When a dependency fails, return something useful instead of an error:

func (s *ProductService) GetRecommendations(ctx context.Context, userID string) ([]Product, error) {
    recs, err := s.recommendationClient.Get(ctx, userID)
    if err != nil {
        slog.Warn("recommendation service unavailable, using fallback",
            "user_id", userID,
            "error", err,
        )
        // Return popular products instead of an error
        return s.cache.GetPopularProducts(ctx)
    }
    return recs, nil
}

The user gets a slightly worse experience instead of an error page. Define fallback strategies for every non-critical dependency.

The Saga Pattern

For distributed transactions, use Sagas — a sequence of local transactions with compensating actions for rollback:

type Step struct {
    Name       string
    Execute    func(ctx context.Context) error
    Compensate func(ctx context.Context) error
}

type Saga struct {
    steps     []Step
    completed []Step
}

func (s *Saga) Run(ctx context.Context) error {
    for _, step := range s.steps {
        if err := step.Execute(ctx); err != nil {
            slog.Error("saga step failed, compensating",
                "step", step.Name,
                "error", err,
            )
            return s.compensate(ctx, err)
        }
        s.completed = append(s.completed, step)
    }
    return nil
}

func (s *Saga) compensate(ctx context.Context, originalErr error) error {
    // Run compensations in reverse order
    for i := len(s.completed) - 1; i >= 0; i-- {
        step := s.completed[i]
        if step.Compensate == nil {
            continue
        }
        if err := step.Compensate(ctx); err != nil {
            slog.Error("compensation failed",
                "step", step.Name,
                "error", err,
            )
            // Log and continue — best effort compensation
        }
    }
    return originalErr
}

Usage for an order placement flow:

saga := &Saga{
    steps: []Step{
        {
            Name:       "reserve_inventory",
            Execute:    func(ctx context.Context) error { return inventory.Reserve(ctx, items) },
            Compensate: func(ctx context.Context) error { return inventory.Release(ctx, items) },
        },
        {
            Name:       "charge_payment",
            Execute:    func(ctx context.Context) error { return payment.Charge(ctx, amount) },
            Compensate: func(ctx context.Context) error { return payment.Refund(ctx, amount) },
        },
        {
            Name:    "create_order",
            Execute: func(ctx context.Context) error { return orders.Create(ctx, order) },
            // No compensation — order creation is the final step
        },
    },
}

if err := saga.Run(ctx); err != nil {
    return fmt.Errorf("order placement failed: %w", err)
}

If payment fails after inventory is reserved, the saga automatically releases the inventory.

Timeouts Everywhere

Every external call needs a timeout. No exceptions.

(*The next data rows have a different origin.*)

PR #610, opened 2026-04-02
Move logging initialization into Fastly adapter (PR 10)

prk-Jr:
## Summary

- Move Fastly logging initialization into an adapter-local module so backend setup stays owned by the Fastly adapter instead of leaking through `main.rs`.
- Remove `log-fastly` from `trusted-server-core` so core remains backend-agnostic and future Edgezero adapters can rely on the shared `log` facade only.
- Capture the PR 10 design and implementation notes used to keep this stacked migration step scoped against the PR 9 base branch.

## Changes

| File | Change |
| ---- | ------ |
| `crates/trusted-server-adapter-fastly/src/logging.rs` | Add the adapter-local Fastly logger initializer, target-label helper, and unit test. |
| `crates/trusted-server-adapter-fastly/src/main.rs` | Call `logging::init_logger()` and remove the inline Fastly logger implementation. |
| `crates/trusted-server-core/Cargo.toml` | Remove the `log-fastly` dependency from core. |
| `Cargo.lock` | Update the lockfile after removing core's `log-fastly` dependency edge. |
| `docs/superpowers/specs/2026-04-02-pr10-logging-initialization-design.md` | Add the PR 10 design note and scope. |
| `docs/superpowers/plans/2026-04-02-pr10-logging-initialization.md` | Add the implementation plan for the logging boundary change. |

## Closes

Closes #491

## Test plan

- [x] `cargo test --workspace`
- [x] `cargo clippy --workspace --all-targets --all-features -- -D warnings`
- [x] `cargo fmt --all -- --check`
- [x] JS tests: `cd crates/js/lib && npx vitest run`
- [x] JS format: `cd crates/js/lib && npm run format`
- [x] Docs format: `cd docs && npm run format`
- [ ] WASM build: `cargo build --package trusted-server-adapter-fastly --release --target wasm32-wasip1`
- [ ] Manual testing via `fastly compute serve`
- [ ] Other:

## Hardening note

Not applicable. This PR does not touch config-derived regex or pattern compilation.

## Checklist

- [x] Changes follow [CLAUDE.md](/CLAUDE.md) conventions
- [x] No `unwrap()` in production code — use `expect("should ...")`
- [x] Uses `log` macros (not `println!`)
- [x] New code has tests
- [x] No secrets or credentials committed

PR #650, opened 2026-04-22
RSL AI crawler licensing design spec

### LINKED ISSUE #649: Write Spec for RSL Support
### Description

Write Spec for RSL Support

jevansnyc:
## Summary

Adds design spec for Trusted Server's RSL-compliant AI crawler detection and licensing enforcement layer.

- Edge-deployed AI crawler classification using six signals (UA, IP allowlist, JA4, ASN, H2, robots/license fetch correlation)
- RSL 1.0 standards-compliant license publishing (`/license.xml`, `robots.txt` augmentation, `Link` header)
- Public `license.toml` for RSL terms; private `license.private.toml` for enforcement secrets and commercial overrides
- Standards-compliant 402/403 enforcement responses with inline RSL fragments
- Permissive-by-default with per-publisher/per-route Strict override
- Debug endpoints (`/_ts/debug/rsl/summary`, `/_ts/debug/rsl/recent`, `/_ts/debug/rsl/license`) and structured logging
- Integrates with existing TS architecture; no changes needed to Edge Cookie, auction orchestrator, consent, or other integrations
- Phase 2 preview for Open License Protocol (OLP) token-based access

## Test plan

- [ ] Review spec for accuracy against current TS infrastructure (integration hooks, JA4 signals, bot gate)
- [ ] Verify RSL usage/payment vocabulary matches RSL 1.0 spec (https://rslstandard.org/rsl)
- [ ] Validate onboarding flow assumptions against an existing TS publisher deployment
- [ ] Confirm binary size estimates (~100 KB additional for IP allowlists + JA4 DB + new code)

Closes https://github.com/IABTechLab/trusted-server/issues/649

### DIFF
--- a/docs/superpowers/specs/2026-04-22-rsl-ai-crawler-licensing-design.md
+++ b/docs/superpowers/specs/2026-04-22-rsl-ai-crawler-licensing-design.md
@@ -1,0 +1,1055 @@
+# Trusted Server AI Crawler Licensing (RSL-compliant)
+
+*April 2026*
+
+---
+
+## 1. Product Positioning & Scope
+
+### 1.1 What It Is
+
+An edge-deployed AI crawler detection and RSL licensing enforcement layer for
+Trusted Server publishers. TS classifies incoming requests against published AI
+crawler fingerprints, serves publisher-defined RSL licensing terms as
+machine-readable XML, and enforces per-route access decisions with
+standards-compliant HTTP responses (402 Payment Required for honest crawlers,
+403 Forbidden for stealth or prohibited crawlers).
+
+### 1.2 What It Is Not
+
+- Not a payment/billing system (phase 2)
+- Not a proprietary licensing protocol — RSL-native, standards-aligned
+- Not a reverse proxy — runs in-line at the edge, no redirect, no subdomain
+- Not a bot-blocking product in general — scoped to AI crawler licensing
+
+### 1.3 Audience
+
+**Primary buyer:** Large publishers and publisher consortiums (Hearst, Arena
+Group, Condé Nast-tier) who already run TS or are evaluating it.
+
+**Secondary audience:** Entitlement platforms that want to transact with these
+publishers at scale without bespoke per-publisher integrations.
+
+### 1.4 Value Proposition
+
+1. **RSL-native, standards-compliant** — publishes `license.xml`, honors OLP
+   where applicable, interoperates with any compliant entitlement platform.
+2. **Edge-native, low-latency** — classification and enforcement at the CDN
+   layer, no proxy hop, no subdomain redirect.
+3. **Multi-signal detection including JA4** — TLS-layer fingerprinting catches
+   crawlers that spoof user-agent strings.
+4. **Publisher-owned config** — single `license.toml` file, version-controlled,
+   no lock-in to a vendor's dashboard.
+5. **Open source** — publishers can audit the enforcement behavior.
+
+### 1.5 Reference to IAB Tech Lab CoMP
+
+The IAB Tech Lab Content Monetization Protocol (CoMP) is a complementary
+commercial framework for AI content licensing. It is currently in working group
+formation. This spec references CoMP only as a future-compatible framework;
+this POC does not build against CoMP endpoints or schemas. When CoMP
+stabilizes, the TS RSL implementation can extend to emit or consume CoMP
+commercial signals without changing the core detection or enforcement layers.
+
+---
+
+## 2. Scope Decisions
+
+### 2.1 In Scope (POC / MVP)
+
+1. AI crawler detection via six signals (see Section 4)
+2. Publisher-authored public RSL terms via `license.toml`
+3. Publisher-authored private enforcement rules via `license.private.toml`
+4. `/license.xml` generation served from publisher's first-party domain
+5. `/robots.txt` augmentation with `License:` directive
+6. `Link: rel="license"` HTTP header on all responses
+7. Enforcement actions: 200 (allow), 402 (honest crawler blocked), 403 (stealth
+   or prohibited)
+8. Debug endpoints: `/_ts/debug/rsl/summary`, `/_ts/debug/rsl/recent`,
+   `/_ts/debug/rsl/license`
+9. Structured logging of every classified request
+10. Permissive-by-default mode with per-route or publisher-wide Strict override
+11. Crawler-specific overrides (allow/deny/enforce-default) via private config
+12. Integration with existing TS architecture without disrupting other
+    integrations (Monetize, Edge Cookie, consent, PBS, etc.)
+
+### 2.2 Out of Scope (Deferred)
+
+1. **OLP license server** — token issuance, `/token`/`/introspect`/`/key`
+   endpoints. Phase 2.
+2. **Billing, invoicing, payment rails** — no money moves in the POC. RSL 402
+   responses point to the publisher's contact information for out-of-band
+   negotiation.
+3. **Encrypted Media Standard (EMS)** — content encryption requires the OLP
+   `/key` endpoint. Phase 2.
+4. **Behavioral anomaly detection** — request rate/pattern analysis, path-depth
+   heuristics, referer-chain analysis. Future phase if POC metrics justify it.
+5. **Publisher SaaS dashboard** — structured logs + debug endpoints only.
+   Publishers render their own visualizations from the log stream.
+6. **AI-company cooperation agreements** — TS publishes standards-compliant
+   signals and assumes honest actors will respect them. TS does not negotiate
+   deals on publishers' behalf.
+7. **Multi-publisher consortium management** — single publisher at a time for
+   POC. Consortium config patterns (Hearst-style) come post-POC.
+8. **CoMP framework integration** — referenced only; not built against.
+9. **Creative / content transformation for AI consumers** — TS does not rewrite
+   content for AI, generate summaries, or serve different versions.
+10. **CAPTCHA / proof-of-human challenges** — Apple Private Access Tokens are
+    available in TS if a publisher wants cryptographic human attestation, but
+    not required for this POC. JA4 + IP + UA signals are sufficient for AI
+    crawler classification.
+
+---
+
+## 3. Architecture
+
+### 3.1 High-Level
+
+```text
+┌────────────────────────────────────────────────────────────────────┐
+│  Trusted Server — Edge Compute (WASM on Fastly today)              │
+│  Planned: Akamai EdgeWorkers, Cloudflare Workers                   │
+│                                                                    │
+│  ┌───────────────────────────────────────────────────────────┐     │
+│  │  Request arrives (human or crawler, any path)             │     │
+│  └──────┬────────────────────────────────────────────────────┘     │
+│         │                                                          │
+│         ▼                                                          │
+│  ┌──────────────────────┐   ┌──────────────────────┐               │
+│  │ RSL Classifier       │   │ License.toml Loader  │               │
+│  │ (JA4 + UA + IP + ASN)│   │ (route → terms)      │               │
+│  └──────┬───────────────┘   └──────┬───────────────┘               │
+│         │                          │                               │
+│         ▼                          ▼                               │
+│  ┌──────────────────────────────────────────────────────────┐      │
+│  │  Enforcement Decision                                    │      │
+│  │  - classified as: {human | honest_ai | stealth_ai}       │      │
+│  │  - mode: {permissive | strict}                           │      │
+│  │  - license terms for this route                          │      │
+│  └──────┬───────────────────────────────────────────────────┘      │
+│         │                                                          │
+│         ├──> [allow] pass through to origin/integration            │
+│         ├──> [402] RSL-compliant license-required response         │
+│         └──> [403] forbidden (stealth or prohibited)               │
+│                                                                    │
+│  Special routes (always served by TS):                             │
+│  /license.xml           — generated from license.toml              │
+│  /robots.txt            — augmented with License: directive        │
+│  /_ts/debug/rsl/summary — dashboard JSON                           │
+│  /_ts/debug/rsl/recent  — recent classifications                   │
+│  /_ts/debug/rsl/license — verify published terms                   │
+└────────────────────────────────────────────────────────────────────┘
+```
+
+### 3.2 Functional Units
+
+**RSL Classifier.** Given a request, returns a classification verdict:
+`{category, confidence, signals_matched, crawler_identity}`. Pure function over
+request features (TLS fingerprint, headers, source IP, ASN lookup, UA string).
+Consults static allowlists of published AI crawler fingerprints refreshed
+periodically from `openai.com/gptbot.json`, Anthropic published ranges, and
+equivalent.
+
+**License Resolver.** Given a request path, returns the applicable RSL terms
+from `license.toml` (default + most-specific route override). Produces a
+`LicenseTerms` struct used by both the enforcement layer and the
+`/license.xml` generator.
+
+**Enforcement Layer.** Takes the classification verdict, license terms, and
+publisher mode; produces an `Action`: `{Allow, Challenge402(reason, link),
+Forbid403(reason)}`. Applied to the response before hitting origin.
+
+### 3.3 Data Flow
+
+```text
+Request → Classifier → Verdict ──┐
+                                 ├──> Enforcement → Action → Response
+License.toml → Resolver → Terms ─┘                          │
+                                                            ▼
+                                                    Structured log
+                                                    + Debug endpoint state
+```
+
+### 3.4 State Footprint at Edge
+
+- AI crawler IP/UA/JA4 allowlists: compiled into the WASM binary at build
+  time, ~tens of KB, refreshed when TS is rebuilt with updated allowlists.
+- `license.toml` and `license.private.toml`: compiled into the WASM binary at
+  build time (same mechanism as other TS configs).
+- Per-request classification: emitted as structured log lines, optionally
+  counted in a small in-memory ring buffer for debug endpoints (no KV writes
+  on the hot path).
+
+### 3.5 Integration with Existing TS Infrastructure
+
+| Existing capability | How RSL uses it |
+|---|---|
+| `IntegrationRegistration` builder | New hook types: `with_request_classifier`, `with_special_route_augmenter` |
+| JA4 signal from edge TLS | Input to `classifier::classify()` |
+| Bot gate (H2 + JA4) | Supporting signal for stealth detection |
+| `/robots.txt` handling | Integration augments existing `robots.txt` response |
+| `/_ts/debug/*` auth pattern | Debug endpoints reuse existing token auth |
+| Structured logging (`log-fastly`) | Classification events emitted as structured log lines |
+| Settings (`trusted-server.toml`) | RSL config block added to existing settings parser |
+
+**No changes required to:** Edge Cookie, auction orchestrator / PBS integration,
+Monetize ad-server client, consent handling, existing integrations (Permutive,
+Lockr, Datadome, etc.), HTML processor, cache layer.
+
+### 3.6 Request-Path Insertion Point
+
+RSL classification runs **after** the bot gate (so RSL sees classified
+bot-or-not state) but **before** any integration that might touch the response
+body (so RSL can 402/403 before wasted work).
+
+Integration registration:
+
+```rust
+IntegrationRegistration::builder("rsl")
+    .with_request_classifier()       // runs classifier, attaches verdict to request context
+    .with_special_route("/license.xml")
+    .with_special_route_augmenter("/robots.txt")
+    .with_response_modifier()        // adds Link header on all responses
+    .with_debug_routes(&[
+        "/_ts/debug/rsl/summary",
+        "/_ts/debug/rsl/recent",
+        "/_ts/debug/rsl/license",
+    ])
+    .build()
+```
+
+`with_request_classifier()` and `with_special_route_augmenter()` are new hook
+types added to the integration framework. All other mechanisms are existing
+patterns.
+
+### 3.7 Module Structure
+
+```text
+crates/trusted-server-core/src/rsl/
+├── mod.rs               # public API + IntegrationRegistration
+├── classifier.rs        # AI crawler detection logic
+├── config/
+│   ├── public.rs        # license.toml parser → LicenseTerms
+│   └── private.rs       # license.private.toml parser → EnforcementRules
+├── xml_generator.rs     # LicenseTerms → RSL XML document
+├── fingerprints/
+│   ├── ua_patterns.rs   # static honest-UA matchers
+│   ├── ip_allowlists.rs # compiled-in crawler operator IP ranges
+│   └── ja4_db.rs        # JA4 fingerprint database for LLM fetchers
+├── enforcement.rs       # verdict + terms + mode → Action
+├── endpoints.rs         # /license.xml, /robots.txt augmentation, debug routes
+└── logging.rs           # structured log emission
+```
+
+### 3.8 Dependencies
+
+- `quick-xml` (or existing XML crate if one is already present) for
+  `license.xml` generation
+- No new heavy dependencies — the classifier is pure pattern-matching against
+  compiled-in data structures; no ML, no external services
+
+### 3.9 Binary Size Impact
+
+- IP allowlists compiled in: ~30-50 KB (a few thousand CIDR ranges from major
+  operators)
+- JA4 fingerprint database: ~5-10 KB (a few hundred common LLM fetcher
+  fingerprints)
+- UA pattern table: negligible
+- Total new code: estimated 2-3K lines of Rust, well within existing crate
+  structure
+
+---
+
+## 4. Bot Detection Signals
+
+### 4.1 Six Signals
+
+| # | Signal | Source | Strength | Coverage |
+|---|---|---|---|---|
+| 1 | **Honest User-Agent match** | HTTP `User-Agent` header | Definitive when paired with #2 | GPTBot, ClaudeBot, Claude-User, Claude-SearchBot, PerplexityBot, Perplexity-User, Google-Extended, CCBot, Bytespider, Amazonbot, Applebot-Extended, OAI-SearchBot, ChatGPT-User, Meta-ExternalAgent |
+| 2 | **Published IP allowlist match** | JSON lists from crawler operators | Definitive when paired with #1 | openai.com/gptbot.json, openai.com/searchbot.json, openai.com/chatgpt-user.json, Anthropic published ranges, Perplexity ranges |
+| 3 | **JA4 TLS fingerprint match** | TLS ClientHello at edge | Strong (catches spoofed UAs) | Common LLM fetcher libraries: Python `requests`, `aiohttp`, `httpx`, Go `net/http`, Node `fetch`, cURL, Scrapy, Playwright, Puppeteer |
+| 4 | **ASN classification** | IP → ASN lookup | Supporting signal only (never decisive alone) | Datacenter/hosting ASNs (AWS, GCP, Azure, DigitalOcean, Hetzner, OVH), VPN/proxy ASNs, residential ASNs |
+| 5 | **H2 handshake presence** | Edge TLS/HTTP layer | Supporting signal (humans nearly always H2; many scrapers still H1) | All traffic |
+| 6 | **`/robots.txt` and `/license.xml` fetch correlation** | TS request logs | Supporting signal (honest bots fetch before crawling) | All traffic |
+
+### 4.2 Classification Categories
+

func (c *Client) GetUser(ctx context.Context, id string) (*User, error) {
    ctx, cancel := context.WithTimeout(ctx, 3*time.Second)
    defer cancel()

    req, _ := http.NewRequestWithContext(ctx, "GET",
        fmt.Sprintf("%s/users/%s", c.baseURL, id), nil)

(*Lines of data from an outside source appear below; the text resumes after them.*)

PR #653, opened 2026-04-23
Multi-backend routing

ChristianPavilonis:
## Summary
- split the multi-backend routing work into a standalone PR
- add backend routing config/build wiring and request-time origin selection
- add routing integration tests, harness support, and user-facing docs

## What changed
- add `BackendRouter` and backend routing settings/types
- merge `backends.toml` into embedded config at build time
- route publisher requests by host/path before proxying to origin
- add routing integration tests and test-backends support
- document multi-backend routing in the docs site

## Verification
- `cargo test --workspace`

## Follow-up
- DataDome server-side validation changes will land in a stacked follow-up PR.


crates/trusted-server-adapter-fastly/backends.toml
```diff
@@ -0,0 +1,176 @@
...
+#
+# This file is merged into the embedded binary config at build time by
+# crates/trusted-server-core/build.rs. It is separate from trusted-server.toml to keep
+# customer-specific configuration out of the shared application template.
+
+[[backends]]
+id = "raven"
+origin_url = "https://raven-public.prod.saymedia.com"
+certificate_check = true
+domains = [
```
aram356: 🔧  Please remove these domain and origin

aram356 (changes requested):

crates/trusted-server-adapter-fastly/backends.toml
ChristianPavilonis: Removed the checked-in `backends.toml` entirely. `build.rs` already treats it as optional, so shared builds continue to work without the file. I also updated the docs/comments to make that optional behavior explicit.

crates/trusted-server-core/src/publisher.rs
```diff
@@ -364,17 +365,57 @@
...
+        .map_err(|e| {
+            log::error!("Failed to build backend router: {:?}", e);
+            e
+        })
+        .ok()
+    };
+
+    let (origin_url, certificate_check) = if let Some(ref router) = router {
+        let (url, cert_check) = router.select_origin(request_host, request_path);
+        log::info!(
```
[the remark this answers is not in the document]
ChristianPavilonis: Removed the routing log that emitted raw host/path/origin values and narrowed the remaining debug log to the dynamic backend name only. This keeps the routing behavior unchanged while avoiding cleartext request-derived logging.

aram356:
Closing since no longer needed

    resp, err := c.httpClient.Do(req)
    if err != nil {
        return nil, fmt.Errorf("get user: %w", err)
    }
    defer resp.Body.Close()

    if resp.StatusCode != http.StatusOK {
        return nil, &HTTPError{StatusCode: resp.StatusCode}
    }

    var user User
    json.NewDecoder(resp.Body).Decode(&user)
    return &user, nil
}

Default HTTP client timeout + per-request context timeout + connection pool idle timeout. Layer timeouts so there’s always a safety net.

Designing for partial failure isn’t optional in distributed systems. It’s the default state. Circuit breakers, retries, fallbacks, and sagas are the tools that turn chaos into degraded-but-functional systems.